Fateful Friday in Tehran
Tomorrow shapes up as a very important day for the on-going internal conflict in Iran, as Friday prayers will be delivered by none other than Ayatollah Ali Akbar Hashemi Rafsanjani, who generally has aligned himself throughout the crisis on the reformers’ side and has spent much of the period since the election on June 12 in the holy city of Qom, supposedly trying to mobilize opinion among the Assembly of Experts (of which he is the Chairman) against Ayatollah Ali Hoseyni Khamenei, Iran’s Supreme Leader and supporter of President Mahmoud Ahmadi-nejad. Time Magazine’s Joe Klein gave us the heads-up yesterday in a post on his “Swampland” blog.
The Berlin newspaper Die Tageszeitung also released a Friday-preview piece yesterday (End-Time scenarios in Iran), which generally agrees with Klein’s evaluation, going on to provide additional supporting details.
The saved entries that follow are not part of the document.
PR #6739, opened 2025-10-08
refactor(tools): make search tool the same

Haroenv:
- same between js and react
- close chat on "view all"
- remove "tool-" prefix in js (not needed since we moved to object form)
- refactor search index tool in react
- carousel assumes it can scroll right on initial mount in js
- header template for carousel in js

### DIFF
--- a/packages/instantsearch-ui-components/src/components/chat/ChatMessages.tsx
+++ b/packages/instantsearch-ui-components/src/components/chat/ChatMessages.tsx
@@ -95,7 +95,7 @@ export type ChatMessagesProps<
   /**
    * Tools available for the assistant
    */
-  tools?: ClientSideTools;
+  tools: ClientSideTools;
   /**
    * Current chat status
    */
@@ -107,7 +107,11 @@ export type ChatMessagesProps<
   /**
    * Callback for reload action
    */
-  onReload?: (messageId?: string) => void;
+  onReload: (messageId?: string) => void;
+  /**
+   * Function to close the chat
+   */
+  onClose: () => void;
   /**
    * Optional class names
    */
@@ -169,6 +173,7 @@ function createDefaultMessageComponent<
     indexUiState,
     setIndexUiState,
     onReload,
+    onClose,
     translations,
     actionsComponent,
   }: {
@@ -178,8 +183,9 @@ function createDefaultMessageComponent<
     assistantMessageProps?: Partial<ChatMessageProps>;
     indexUiState: object;
     setIndexUiState: (state: object) => void;
-    tools?: ClientSideTools;
-    onReload?: (messageId?: string) => void;
+    tools: ClientSideTools;
+    onReload: (messageId?: string) => void;
+    onClose: () => void;
     translations: ChatMessagesTranslations;
     actionsComponent?: ChatMessageProps['actionsComponent'];
   }) {
@@ -196,7 +202,7 @@ function createDefaultMessageComponent<
       {
         title: translations.regenerateLabel,
         icon: () => <ReloadIconComponent createElement={createElement} />,
-        onClick: (m) => onReload?.(m.id),
+        onClick: (m) => onReload(m.id),
       },
     ];
 
@@ -213,6 +219,7 @@ function createDefaultMessageComponent<
         tools={tools}
         indexUiState={indexUiState}
         setIndexUiState={setIndexUiState}
+        onClose={onClose}
         actions={defaultActions}
         actionsComponent={actionsComponent}
         data-role={message.role}
@@ -262,6 +269,7 @@ export function createChatMessagesComponent({
       status = 'ready',
       hideScrollToBottom = false,
       onReload,
+      onClose,
       translations: userTranslations,
       userMessageProps,
       assistantMessageProps,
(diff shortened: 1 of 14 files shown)


packages/instantsearch-ui-components/src/components/chat/ChatMessages.tsx
```diff
@@ -94,7 +94,7 @@ export type ChatMessagesProps<
   /**
    * Tools available for the assistant
    */
-  tools?: ClientSideTools;
+  tools: ClientSideTools;
```
shaejaz, line 98: I know it doesn't matter too much since this is internal, but tools are technically optional since agents don't necessarily need to have them added.

packages/react-instantsearch/src/widgets/chat/tools/SearchIndexTool.tsx
shaejaz, line 1: Should we use this refactor opportunity to move this into ui-components? I see some copied over code in js but not sure how much actual work would be needed at a glance.

packages/instantsearch-ui-components/src/components/chat/types.ts
```diff
@@ -22,6 +22,7 @@ export type ClientSideToolComponentProps = {
   message: ChatToolMessage;
   indexUiState: object;
   setIndexUiState: (state: object) => void;
+  onClose: () => void;
```
shaejaz, line 25: Doesn't need to be done now, but I think sending the entire chat ref would be a very flexible alternative to this if it's possible and clean.

packages/instantsearch-ui-components/src/components/chat/ChatMessages.tsx
Haroenv: yes it's optional, but then you just pass an empty object, no?

packages/react-instantsearch/src/widgets/chat/tools/SearchIndexTool.tsx
Haroenv: I tried but the header needs to be memoised

packages/instantsearch-ui-components/src/components/chat/types.ts
Haroenv: does the chat ref have access to open/close/input? I don't think so

shaejaz: Yeah not currently, it would be a refactor to have abstractions available over these states that could be used via a ref.

packages/instantsearch-ui-components/src/components/chat/ChatMessages.tsx
shaejaz: Yeah, I guess this is fine for an internal component 👍

packages/instantsearch-ui-components/src/components/chat/types.ts
Haroenv: can do that later indeed. We'd have to decide what's presentational logic and what's core chat logic

packages/react-instantsearch/src/widgets/chat/tools/SearchIndexTool.tsx
```diff
@@ -8,12 +8,15 @@ import React, { createElement } from 'react';
...
   Pragma,
   RecommendComponentProps,
   RecordWithObjectID,
   UserClientSideTools,
 } from 'instantsearch-ui-components';
 import type { IndexUiState } from 'instantsearch.js';
+import type { IndexWidget } from 'instantsearch.js/src/widgets';
+import type { ComponentProps } from 'react';
 
 export const SearchIndexToolType: string = 'algolia_search_index';
```
shaejaz: This should be imported (and re-exported probably) from the is.js since it's already defined there.

packages/instantsearch.js/src/lib/chat/tools.ts
```diff
@@ -1,5 +1,3 @@
-import type { ChatToolType } from 'instantsearch-ui-components';
+export const SearchIndexToolType: string = 'algolia_search_index';
 
-export const SearchIndexToolType: ChatToolType = 'tool-algolia_search_index';
-
-export const defaultTools: ChatToolType[] = [SearchIndexToolType];
+export const defaultTools: string[] = [SearchIndexToolType];
```
shaejaz: I think this isn't actually used anywhere now so it can be removed.

packages/instantsearch.js/src/widgets/chat/chat.tsx
```diff
@@ -55,76 +63,189 @@ function getDefinedProperties<T extends object>(obj: T): Partial<T> {
   ) as Partial<T>;
 }
 
-function createDefaultTools<THit extends NonNullable<object> = BaseHit>(
-  templates: ChatTemplates<THit>
-): UserClientSideToolsWithTemplate {
-  const Carousel = carousel();
-
-  const Component: ClientSideToolComponent = ({
+function createSearchIndexTool<
```
shaejaz, line 69: Should this also be moved to a separate search tool file the same way it's done on react?

shaejaz (commented):
Looks good, just a few comments

packages/instantsearch.js/src/widgets/chat/chat.tsx
Haroenv: I tried but it has a lot of dependencies of types in chat, which would require those to move to a ./types as well, and then be a lot of different files. I know this file is too big but splitting up just tools vs. everything else doesn't seem right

For one thing, Rafsanjani’s speech is to be televised on Iranian State Television; for another, both the main putative loser of that June 12 election, Mir-Hossein Moussavi, and another high-placed ayatollah who has been supportive of him (as well as formerly serving Iran’s president himself), Mohammad Khatami, will be sitting there in the first row, as we learn from Moussavi’s Facebook page.
Klein indulges in a bit of speculation about what Rafsanjani might say; the Tagesspiegel writer(s) (no by-line; we’ll just use “she”) rather speculates on how this rather astonishing occasion has come to be allowed in the first place. She offers two possibilities: Maybe it’s the result of a behind-the-scenes compromise whereby concessions have been made and assurances put forward so that Rafsanjani intends to make use of it, in effect, to back down and lower the heat now focused on the official government, to “save the Republic.” Or maybe, instead, Rafsanjani has used his still-considerable influence to power his way into the speaking engagement, which the reformers intend to use as an occasion to bring out into the open the very real rifts that have opened up within that official government.
Surrender or else going on the attack, then. Either way, tomorrow figures to be an important milestone of some kind. And the list of quotations which this article’s author goes on to use to round it out strongly imply that the evidence points to the latter, attacking interpretation. There are the recent comments of Ayatollah Hosein-Ali Montazeri, still influential but with no official position, who is quoted here at length, declaring among other things that “The Country belongs to the people, and not to anyone else” and comparing the behavior of the present regime to that of the Shah in 1979, earnestly hoping that they won’t imitate him in recognizing “the call to Revolution of the people” too late. Shirin Ebadi, the (female) lawyer and winner of the 2003 Nobel Peace Prize is also quoted here, declaring that the present government has effectively lost its legitimacy through the unacceptable violence it used in suppressing the protests. Possibly most ominously, though, are the comments reproduced here from the website of one Mohsen Rezai, long-time Chief of the Revolutionary Guards, who warns that the whole System is on the brink of an “inner collapse” unless the government and opposition sides can get together to fashion some sort of compromise.